Pharma companies must focus on how value will be perceived in the market place, as a consequence of the therapeutic approach that they are taking. Doing so affords them a market opportunity. Pricing strategies for a product will be less successful if they just focus on maximizing revenue, rather than the value they are delivering, and how they are sharing in the value realized. This in turn requires being cognizant of the value that could be created by the use of alternative products -- the competition. 

A team effort required

Functional personalized medicine is a team sport. It brings together partners --life sciences companies, providers, pharmacies -- to assemble the data, insights, and analytics needed to achieve precision and personalization. These key partners must be integrated around new process and operating models to deliver the greatest benefit most efficiently.
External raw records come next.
PR #5962, opened 2022-04-30
Preserve strings like `0.0` and `1.0`

aerni:
This very simple PR fixes an issue with select options. Before this PR, option `'0.0'` would be cast to `0` and option `'1.0'` to `0`. Now they will be output correctly. 

I came across this problem when getting the augmented value of the following field.

```yaml
'field' => [
    'handle' => 'seo_sitemap_priority',
    'type' => 'select',
    'options' => [
        '0.0' => '0.0',
        '1.0' => '1.0',
    ],
],
```

### DIFF
--- a/src/Fieldtypes/HasSelectOptions.php
+++ b/src/Fieldtypes/HasSelectOptions.php
@@ -85,12 +85,12 @@ trait HasSelectOptions
             return $value;
         }
 
-        if ($value == (int) $value) {
-            return (int) $value;
-        }
-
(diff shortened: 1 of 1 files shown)


aerni:
Never mind, this issue was totally caused by my own stupid code …

aerni:
Actually, not caused by my code, after all. Will open an issue. Tried to fix it, but the tests fail.

jasonvarga:
Closing this since it breaks stuff, and you have the issue open now.

PR #12453, opened 2025-09-15
[6.x] Add `cursor-pointer` to Create Form links

duncanmcclean:
This pull request adds the `cursor-pointer` class to create form items, ensuring the same cursor style is used on `<button>` elements as `<a>` elements.


jasonvarga:
What is this fixing? On which page?

duncanmcclean:
On the navigation empty state, the "Link to URL" item doesn't have the correct cursor because it's a `<button>`, rather than an `<a>`.

Issue #12441, opened 2025-09-15
[6.x] 'Imported from: fieldname' does not translate


helloDanuk:
### Bug description

`"Imported from:": "Importiert aus:",` is present in the language json-file. But the tooltip in the blueprint editor does not translate.

<img width="424" height="259" alt="Image" src="https://github.com/user-attachments/assets/0cd052e7-9c1a-4ccd-bec1-f61988cc42d9" />

### How to reproduce

- change language to German
- Import a field in the blueprint editor

### Logs

```shell

```

### Environment

```yaml
6.0.0-alpha.7
```

### Installation

Fresh statamic/statamic site via CLI

duncanmcclean:
You'll need a leading space in the string for it to show up:

```json
"Imported from: ": "Importiert aus: ",
```

The translation should really include the field reference, so I've opened a PR to change it: #12455

PR #12455, opened 2025-09-15
[6.x] "Imported from: ..." translation should include variable

duncanmcclean:
The translation in #12441 wasn't working due to it not including the leading space.

However, we probably shouldn't be concatenating things onto translations like this. The translation should include the reference.


helloDanuk:
Thanks!

PR #12468, opened 2025-09-15
[6.x] Add missing architectural lines to navigation > getting started screen

### LINKED ISSUE #12444: [6.x] Layout of the Navigation getting started screen
### Bug description

Compared to other getting started screens (e.g., Taxonomies), the title on the Navigation screen is not centered, and there are already some buttons on the right side. There’s nothing wrong with this, but I just wanted to point out that it’s handled differently.

Also the "Learn about Navigation" link is missing at the bottom.

**Navigation Getting Started:**

Image

**Taxonomy Getting Started:**

Image

### How to reproduce

- Add a nav and check the getting starting screen

### Logs

```shell

```

### Environment

```yaml
6.0.0-alpha.7
```

### Installation

### Additional details

_No response_

JayGeorge:
This should resolve #12444.

> Compared to other getting started screens (e.g., Taxonomies), the title on the Navigation screen is not centered, and there are already some buttons on the right side. There’s nothing wrong with this, but I just wanted to point out that it’s handled differently.

Yes, I believe this was a conscious decision because of the way the navigation is full-width with controls on the right.

> Also the "Learn about Navigation" link is missing at the bottom.

I also think this was a conscious decision. The docs link is instead in the main card area, because otherwise there would be only two items which would also feel odd.

---

The only thing which _did_ look a bit out of place was an absence of the background line pattern.


jaygeorge:
@duncanmcclean hey Duncan, I solved this with https://github.com/statamic/cms/pull/12468/commits/57890ff85bd7f812849c72c0afadb2c0b649e961

> Unfortunately, I'm not sure that this approach will work. If you add a nav item while in the empty state, the architectural lines will show until you save and refresh the page.
> CleanShot 2025-09-16 at 09 48 38
> 
> I think we might have to come up with a different approach to applying the background 🤔

PR #12472, opened 2025-09-16
[6.x] Combobox shouldn't be disabled when max selections limit has been reached

duncanmcclean:
This pull request fixes an issue where it wasn't possible to deselect selected options when the max selections limit had been reached.

This was happening because we were disabling the whole combobox, not just disabling the ability to select new options.

This PR fixes it by passing the `disabled` prop to the `ComboboxItem` components, allowing us to determine which options can be selected.

I also had to change the `:key` to ensure the items get re-rendered when the selections change, otherwise when you deselect an option, the other options would remain disabled.

It took me a while to figure it out but it seems like Reka's`ListboxItem` component (used by `ComboboxItem`) uses [`v-memo`](https://github.com/unovue/reka-ui/blob/v2/packages/core/src/Listbox/ListboxItem.vue#L79) to determine what causes a re-render.

This PR also fixes an issue I spotted with the selected option list, where it wasn't taking the `readOnly` state into consideration.

### DIFF
--- a/packages/ui/src/Combobox.vue
+++ b/packages/ui/src/Combobox.vue
@@ -397,7 +397,7 @@ defineExpose({
                 handle-class="sortable-item"
                 :distance="5"
                 :mirror="false"
-                :disabled
+                :disabled="disabled || readOnly"
                 :model-value="modelValue"
                 @update:modelValue="updateModelValue"
             >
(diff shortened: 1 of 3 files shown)


jasonvarga:
If https://github.com/unovue/reka-ui/pull/1922 ever gets merged we can probably simplify our component.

For instance, provider systems have been historically disaggregated and distributed in terms of data and clinical approaches. But now, processes are enabling the integration of data and information around the patient. The most obvious example of this is the implementation of electronic medical records (EMRs) and the standardization of the EMR and data models within increasingly larger regional and national delivery systems. This information can be shared with pharmaceutical companies when focusing a therapy on a target patient population. This is an exceptional opportunity for life sciences companies to combine their deep capabilities in the science, translational clinical understanding, and clinical stratification with provider system clinical process design and risk management approaches. 

Harnessing data-based, precise, and cross-party care delivery and management processes is the basis for implementing functional personalized medicine in the real word. The current emphasis on value and benefit of new reimbursement processes furthers the need to define clinical value from personalization.